Data entries:
*** Block opens ***
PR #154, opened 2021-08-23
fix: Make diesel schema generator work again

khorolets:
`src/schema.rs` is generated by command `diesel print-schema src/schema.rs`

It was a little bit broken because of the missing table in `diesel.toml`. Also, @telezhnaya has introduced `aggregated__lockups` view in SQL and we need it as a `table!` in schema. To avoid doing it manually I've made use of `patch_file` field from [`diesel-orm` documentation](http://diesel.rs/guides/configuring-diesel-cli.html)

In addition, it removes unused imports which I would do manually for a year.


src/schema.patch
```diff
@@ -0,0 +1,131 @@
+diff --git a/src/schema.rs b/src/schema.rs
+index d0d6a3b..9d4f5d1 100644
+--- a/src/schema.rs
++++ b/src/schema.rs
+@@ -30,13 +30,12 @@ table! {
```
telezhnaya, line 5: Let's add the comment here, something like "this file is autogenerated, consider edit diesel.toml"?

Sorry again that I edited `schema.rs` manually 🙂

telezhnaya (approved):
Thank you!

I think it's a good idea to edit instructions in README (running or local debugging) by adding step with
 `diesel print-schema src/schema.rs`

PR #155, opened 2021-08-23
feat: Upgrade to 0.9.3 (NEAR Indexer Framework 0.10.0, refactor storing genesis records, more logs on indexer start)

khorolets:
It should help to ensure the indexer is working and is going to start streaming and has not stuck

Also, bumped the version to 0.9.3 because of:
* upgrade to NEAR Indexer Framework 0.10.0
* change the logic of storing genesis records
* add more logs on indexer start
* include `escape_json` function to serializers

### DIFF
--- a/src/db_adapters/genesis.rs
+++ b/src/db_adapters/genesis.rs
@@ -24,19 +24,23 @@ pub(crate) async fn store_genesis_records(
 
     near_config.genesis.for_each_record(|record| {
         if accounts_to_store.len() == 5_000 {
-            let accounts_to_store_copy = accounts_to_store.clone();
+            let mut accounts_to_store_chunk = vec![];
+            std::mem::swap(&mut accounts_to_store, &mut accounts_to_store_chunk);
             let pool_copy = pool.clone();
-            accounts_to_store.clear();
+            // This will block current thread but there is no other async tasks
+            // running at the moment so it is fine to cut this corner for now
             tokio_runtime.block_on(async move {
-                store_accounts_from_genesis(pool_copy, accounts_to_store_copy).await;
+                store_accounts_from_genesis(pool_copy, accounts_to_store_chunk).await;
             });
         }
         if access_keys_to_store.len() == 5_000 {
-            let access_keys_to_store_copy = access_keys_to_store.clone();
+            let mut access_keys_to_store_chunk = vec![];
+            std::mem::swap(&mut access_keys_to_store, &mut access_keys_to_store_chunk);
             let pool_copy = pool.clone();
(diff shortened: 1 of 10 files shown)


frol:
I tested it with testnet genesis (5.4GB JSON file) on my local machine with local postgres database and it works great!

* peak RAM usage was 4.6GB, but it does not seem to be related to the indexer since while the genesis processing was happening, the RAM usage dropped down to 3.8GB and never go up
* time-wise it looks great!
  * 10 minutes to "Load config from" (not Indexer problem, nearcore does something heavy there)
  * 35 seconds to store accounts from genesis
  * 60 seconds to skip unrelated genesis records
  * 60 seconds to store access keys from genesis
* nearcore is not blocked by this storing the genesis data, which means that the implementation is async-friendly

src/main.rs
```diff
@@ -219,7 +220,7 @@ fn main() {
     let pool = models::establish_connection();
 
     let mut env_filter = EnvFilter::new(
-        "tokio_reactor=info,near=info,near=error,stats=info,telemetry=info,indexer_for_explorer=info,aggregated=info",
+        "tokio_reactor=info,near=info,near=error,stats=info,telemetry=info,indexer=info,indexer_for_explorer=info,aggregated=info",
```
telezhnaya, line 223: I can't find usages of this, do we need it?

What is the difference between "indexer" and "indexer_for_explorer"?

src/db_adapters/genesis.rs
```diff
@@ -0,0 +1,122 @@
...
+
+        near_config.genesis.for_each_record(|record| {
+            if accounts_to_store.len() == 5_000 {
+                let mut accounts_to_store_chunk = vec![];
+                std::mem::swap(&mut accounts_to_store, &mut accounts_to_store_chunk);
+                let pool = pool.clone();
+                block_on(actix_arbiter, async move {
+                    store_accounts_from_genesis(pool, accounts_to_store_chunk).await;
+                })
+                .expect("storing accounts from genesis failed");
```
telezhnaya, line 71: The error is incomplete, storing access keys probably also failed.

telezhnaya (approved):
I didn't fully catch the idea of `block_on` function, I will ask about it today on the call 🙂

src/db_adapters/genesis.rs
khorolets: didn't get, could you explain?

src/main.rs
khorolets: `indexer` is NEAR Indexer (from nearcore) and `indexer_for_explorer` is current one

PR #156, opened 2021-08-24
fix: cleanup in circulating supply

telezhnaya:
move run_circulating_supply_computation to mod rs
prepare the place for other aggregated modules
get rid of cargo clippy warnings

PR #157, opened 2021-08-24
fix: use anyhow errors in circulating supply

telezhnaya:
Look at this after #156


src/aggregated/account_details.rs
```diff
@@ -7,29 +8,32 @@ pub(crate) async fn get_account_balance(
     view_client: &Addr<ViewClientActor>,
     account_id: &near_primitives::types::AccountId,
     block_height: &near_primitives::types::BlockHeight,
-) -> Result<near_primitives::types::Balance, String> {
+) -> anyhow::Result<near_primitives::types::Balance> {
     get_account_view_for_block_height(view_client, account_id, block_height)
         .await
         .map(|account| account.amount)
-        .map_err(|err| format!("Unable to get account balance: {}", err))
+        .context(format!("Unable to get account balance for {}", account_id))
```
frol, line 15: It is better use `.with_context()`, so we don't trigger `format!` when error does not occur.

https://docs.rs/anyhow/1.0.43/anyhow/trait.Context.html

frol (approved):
*** Block closes ***
How to complete this task → Restate the data word for word, leaving nothing out.

Written answer →
PR #154, opened 2021-08-23
fix: Make diesel schema generator work again

khorolets:
`src/schema.rs` is generated by command `diesel print-schema src/schema.rs`

It was a little bit broken because of the missing table in `diesel.toml`. Also, @telezhnaya has introduced `aggregated__lockups` view in SQL and we need it as a `table!` in schema. To avoid doing it manually I've made use of `patch_file` field from [`diesel-orm` documentation](http://diesel.rs/guides/configuring-diesel-cli.html)

In addition, it removes unused imports which I would do manually for a year.


src/schema.patch
```diff
@@ -0,0 +1,131 @@
+diff --git a/src/schema.rs b/src/schema.rs
+index d0d6a3b..9d4f5d1 100644
+--- a/src/schema.rs
++++ b/src/schema.rs
+@@ -30,13 +30,12 @@ table! {
```
telezhnaya, line 5: Let's add the comment here, something like "this file is autogenerated, consider edit diesel.toml"?

Sorry again that I edited `schema.rs` manually 🙂

telezhnaya (approved):
Thank you!

I think it's a good idea to edit instructions in README (running or local debugging) by adding step with
 `diesel print-schema src/schema.rs`

PR #155, opened 2021-08-23
feat: Upgrade to 0.9.3 (NEAR Indexer Framework 0.10.0, refactor storing genesis records, more logs on indexer start)

khorolets:
It should help to ensure the indexer is working and is going to start streaming and has not stuck

Also, bumped the version to 0.9.3 because of:
* upgrade to NEAR Indexer Framework 0.10.0
* change the logic of storing genesis records
* add more logs on indexer start
* include `escape_json` function to serializers

### DIFF
--- a/src/db_adapters/genesis.rs
+++ b/src/db_adapters/genesis.rs
@@ -24,19 +24,23 @@ pub(crate) async fn store_genesis_records(
 
     near_config.genesis.for_each_record(|record| {
         if accounts_to_store.len() == 5_000 {
-            let accounts_to_store_copy = accounts_to_store.clone();
+            let mut accounts_to_store_chunk = vec![];
+            std::mem::swap(&mut accounts_to_store, &mut accounts_to_store_chunk);
             let pool_copy = pool.clone();
-            accounts_to_store.clear();
+            // This will block current thread but there is no other async tasks
+            // running at the moment so it is fine to cut this corner for now
             tokio_runtime.block_on(async move {
-                store_accounts_from_genesis(pool_copy, accounts_to_store_copy).await;
+                store_accounts_from_genesis(pool_copy, accounts_to_store_chunk).await;
             });
         }
         if access_keys_to_store.len() == 5_000 {
-            let access_keys_to_store_copy = access_keys_to_store.clone();
+            let mut access_keys_to_store_chunk = vec![];
+            std::mem::swap(&mut access_keys_to_store, &mut access_keys_to_store_chunk);
             let pool_copy = pool.clone();
(diff shortened: 1 of 10 files shown)


frol:
I tested it with testnet genesis (5.4GB JSON file) on my local machine with local postgres database and it works great!

* peak RAM usage was 4.6GB, but it does not seem to be related to the indexer since while the genesis processing was happening, the RAM usage dropped down to 3.8GB and never go up
* time-wise it looks great!
  * 10 minutes to "Load config from" (not Indexer problem, nearcore does something heavy there)
  * 35 seconds to store accounts from genesis
  * 60 seconds to skip unrelated genesis records
  * 60 seconds to store access keys from genesis
* nearcore is not blocked by this storing the genesis data, which means that the implementation is async-friendly

src/main.rs
```diff
@@ -219,7 +220,7 @@ fn main() {
     let pool = models::establish_connection();
 
     let mut env_filter = EnvFilter::new(
-        "tokio_reactor=info,near=info,near=error,stats=info,telemetry=info,indexer_for_explorer=info,aggregated=info",
+        "tokio_reactor=info,near=info,near=error,stats=info,telemetry=info,indexer=info,indexer_for_explorer=info,aggregated=info",
```
telezhnaya, line 223: I can't find usages of this, do we need it?

What is the difference between "indexer" and "indexer_for_explorer"?

src/db_adapters/genesis.rs
```diff
@@ -0,0 +1,122 @@
...
+
+        near_config.genesis.for_each_record(|record| {
+            if accounts_to_store.len() == 5_000 {
+                let mut accounts_to_store_chunk = vec![];
+                std::mem::swap(&mut accounts_to_store, &mut accounts_to_store_chunk);
+                let pool = pool.clone();
+                block_on(actix_arbiter, async move {
+                    store_accounts_from_genesis(pool, accounts_to_store_chunk).await;
+                })
+                .expect("storing accounts from genesis failed");
```
telezhnaya, line 71: The error is incomplete, storing access keys probably also failed.

telezhnaya (approved):
I didn't fully catch the idea of `block_on` function, I will ask about it today on the call 🙂

src/db_adapters/genesis.rs
khorolets: didn't get, could you explain?

src/main.rs
khorolets: `indexer` is NEAR Indexer (from nearcore) and `indexer_for_explorer` is current one

PR #156, opened 2021-08-24
fix: cleanup in circulating supply

telezhnaya:
move run_circulating_supply_computation to mod rs
prepare the place for other aggregated modules
get rid of cargo clippy warnings

PR #157, opened 2021-08-24
fix: use anyhow errors in circulating supply

telezhnaya:
Look at this after #156


src/aggregated/account_details.rs
```diff
@@ -7,29 +8,32 @@ pub(crate) async fn get_account_balance(
     view_client: &Addr<ViewClientActor>,
     account_id: &near_primitives::types::AccountId,
     block_height: &near_primitives::types::BlockHeight,
-) -> Result<near_primitives::types::Balance, String> {
+) -> anyhow::Result<near_primitives::types::Balance> {
     get_account_view_for_block_height(view_client, account_id, block_height)
         .await
         .map(|account| account.amount)
-        .map_err(|err| format!("Unable to get account balance: {}", err))
+        .context(format!("Unable to get account balance for {}", account_id))
```
frol, line 15: It is better use `.with_context()`, so we don't trigger `format!` when error does not occur.

https://docs.rs/anyhow/1.0.43/anyhow/trait.Context.html

frol (approved):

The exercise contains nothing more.